Perhaps unsurprisingly, our anti-CpCops-1 monoclonal antibody (9E1) seems to be a nonblocking and nonneutralizing antibody, and this may simply imply that Tyle-2 epitope is not located in a region interacting with the intestinal cell receptors. When used for immuno-localization studies in faecal samples, the high background staining and relatively low intensity of the C. parvum-specific staining with 9E1 also meant that the antibody was unlikely to serve routinely as a useful diagnostic test to discriminate C. parvum from C. hominis. On purified C. parvum oocysts and sporozoites, though, the monoclonal antibody clearly recognized the contents of the oocyst when permeabilized and was able to stain free sporozoites without permeablization, demonstrating the association of CpCops-1 with the sporozoite surface. Conversely, on C. hominis oocysts and sporozoites, 9E1 showed little or no staining.
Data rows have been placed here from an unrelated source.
PR #1423, opened 2023-04-27
Fix off-by-one errors and integer interpretation errors.

hjtappe:
With this pull request, I would like to correct some problems in marquee.js:
- Changing / Fading colors (color 1 / rgb) were not taken over into the background feature
- The integer in properties "16" + "3" + 1 were interpreted as string (1631) - added parseInt to ensure it is handled as a number
- The edges of the marquee were set twice, each edge had it's own way to start over. This leads to each edge having a potentially inconsistent marquee pattern (see screenshot).
- The selected marquee color is not applied but added (merged) with the background color. This significantly reduces the reachable color space for the marquee. It could be made an option (@sandinak, what's your opinion on this?), but if the user needs merged colors on the marquee, he could select the marquee merged color right away.

This is how it was looking before this pull request:
Screenshot before

This is how it looks after this pull request:
Screenshot after

### DIFF
--- a/resources/rgbscripts/marquee.js
+++ b/resources/rgbscripts/marquee.js
@@ -77,7 +77,7 @@ var testAlgo;
   algo.properties = new Array();
   algo.edgeDepth = 2;
   algo.properties.push(
-    "name:depth|type:range|display:Depth|values:1,10|write:setDepth|read:getDepth"
+    "name:depth|type:range|display:Depth|values:1,10000|write:setDepth|read:getDepth"
   );
   algo.marquee = 0;
   algo.properties.push(
@@ -85,7 +85,7 @@ var testAlgo;
   );
   algo.marqueeCount = 3;
   algo.properties.push(
-    "name:marqueeCount|type:range|display:Marquee Spaces|values:1,10|write:setMarqueeCount|read:getMarqueeCount"
+    "name:marqueeCount|type:range|display:Marquee Spaces|values:1,100|write:setMarqueeCount|read:getMarqueeCount"
   );
   algo.marqueeColorIndex = 0;
   algo.properties.push(
--- a/resources/rgbscripts/marquee.js
+++ b/resources/rgbscripts/marquee.js
@@ -195,10 +195,11 @@ var testAlgo;
     // only if the dimensions have changes (not on color change)
     if (util.width != width || util.height != height || util.initialized !== true) {
       var length = height * 2 + width * 2 - 4;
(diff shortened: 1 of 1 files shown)


sandinak (approved):
Thanks for the fixes.. much appreciated!

hjtappe:
Yes, if the amount of colors does not devide evenly, then there is a point in which you see the seaming point between start and end of the pattern.

One way around this would be to not provide the distance between the marque bulbs but the number of bulbs to be distributed along the edges. That could be handled much more evenly by the script through Math.round().

What we still could do is:
- Take the wanted distance between marquee bulbs: 
- Calculate the **amount** of points to be spread along the edges: `Math.floor(length / (distance + 1))`
- Calculate the **mediumDistance** between the points: `length / amount`
- Use the **mediumDistance** to detect if a pixel should be highlighted (instead of the raw marqueeCount): `p % mediumDistance < 1`

Something like that, but I was not sure what the intention was and how normally marquee in the wild would handle that (probably by letting the user choose only distances which devide the length to a full number).
I can take care, but I am most probably on radio silence for the next two weeks.

hjtappe:
I  was able to find the brief time for distributing the required spacers into the marquee so the seaming spot is no more as obvious. @sandinak, please briefly check if this is what you were looking for and if I might have missed a matrix size for which it might not work.

yestalgia:
Thanks for all your work on this @hjtappe. This looks like a really nice matrix effect.

hjtappe:
> Thanks for all your work on this @hjtappe. This looks like a really nice matrix effect.

Kodos to @sandinak for introducing it. :-)

mcallegari:
Thanks @sandinak and @hjtappe for the efforts
Please just let me know when this is ready to be merged

hjtappe:
After the background fix today, I think it is ready to go. @sandinak can you please check again?

hjtappe:
While I think let's increase the range limits. We often had feedback that arbitrary small limits cause unnecessary problems on users with larger Matrices.

mcallegari:
> While I think let's increase the range limits. We often had feedback that arbitrary small limits cause unnecessary problems on users with larger Matrices.

Well, keep in mind that for those knowing what JavaScript is, it will be super easy to edit the script and increase the limits if needed. I wouldn't worry too much about magic numbers right now.

If you're both happy, can I merge this?

hjtappe:
Yes, Thank you.

mcallegari:
👍

sandinak:
Thanks for all the hard work on this!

We have been unable to find evidence for expression of ChCops-1 by C. hominis either experimentally or in published databases. At point of publication it has not been reported in any of the several transcriptomic and proteomic data sets available for C. hominis. The inability of our antibody to detect the protein in C. hominis may reflect lack of expression but could also be due to differences in antigenicity between the orthologs. Our immunoblot of native C. parvum and C. hominis antigenic preparations probed with C. parvum-specific patient sera revealed an apparently C. parvum-specific antigen of the expected size for cpCops-1 but not for ChCops-1. If this antigen-specific band does accord with CpCops-1, it suggests that the C. hominis ortholog is either sufficiently dissimilar antigenically likewise not to be recognized by the patient sera or alternatively simply not expressed. Irrespective of the relative expression of these family members, the novel characteristics, localization and structural characteristics of this Cryptosporidium-specific family of proteins make Cops-1 and Chos-1 not only diagnostically and taxonomically useful, but plausible candidates as mediators of host specificity and virulence.